We’re looking at four names that pass our technical screens and also have decent-to-strong fundamental scores. They aren’t all the same trade. One is tied to memory. One is tied to storage. One is tied to chip architecture. One is a less obvious IT infrastructure/channel name that surfaced from Portfolio Armor’s Top Names.
The common thread is process. We have attractive themes, acceptable fundamentals, clean technicals, and defined-risk structures with asymmetric upside potential.
Priced To Fill, But Not To Be Chased
We priced each structure using three options-pricing methods: Black-Scholes, Bjerksund-Stensland, and Cox-Ross-Rubinstein/binomial. Then we used the most conservative fair-value estimate from the three.
One of these trades has a debit, meaning we’re paying premium to enter the trade; the other three are credit trades, meaning we’re collecting premium to place them. For the debit trade, we’re making sure that the net debit we pay is below conservative fair value.
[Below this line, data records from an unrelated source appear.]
PR #368, opened 2024-09-03
add another check for game being unloaded before calling load callback

Jamiras:
https://discord.com/channels/476211979464343552/757767535293890682/1280531659812507732

### DIFF
--- a/src/rc_client.c
+++ b/src/rc_client.c
@@ -1455,13 +1455,16 @@ static void rc_client_activate_game(rc_client_load_state_t* load_state, rc_api_s
           start_session_response->num_unlocks, RC_CLIENT_ACHIEVEMENT_UNLOCKED_SOFTCORE);
     }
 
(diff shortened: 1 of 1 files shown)


CasualPokePlayer:
I'm not quite satisfied by this. This doesn't solve the underlying race condition occurring. `rc_client_free_game` needs to occur while there is no chance for another thread to interact with the client's `rc_client_game_info_t`. Or more frankly, you should not be reading `client->game` outside of the `client->state.mutex` lock. That, or you need to ensure `client->game` wouldn't suddenly be set to NULL and free'd while another thread is using it via some other mechanism.

Jamiras:
Made another pass. The `client->state.load` object is no longer detached at the start of `rc_client_activate_game`. If `client->state.load->game` is `client->game`, `rc_client_unload_game` will no longer free it, allowing `rc_client_activate_game` to do so after calling its callback.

For the credit trades, we’re making sure the net credit we collect is above conservative fair value.
That’s the discipline.
We’re either going to get filled on terms that are favorable versus model value, or we’re not going to take the trades.
We’re not chasing.
Our Micron structure is designed to generate a 192% return on max risk if Micron reaches the high end of the options market’s implied range over the next several months. It can also produce a modest profit if Micron drifts sideways or even declines somewhat over that period.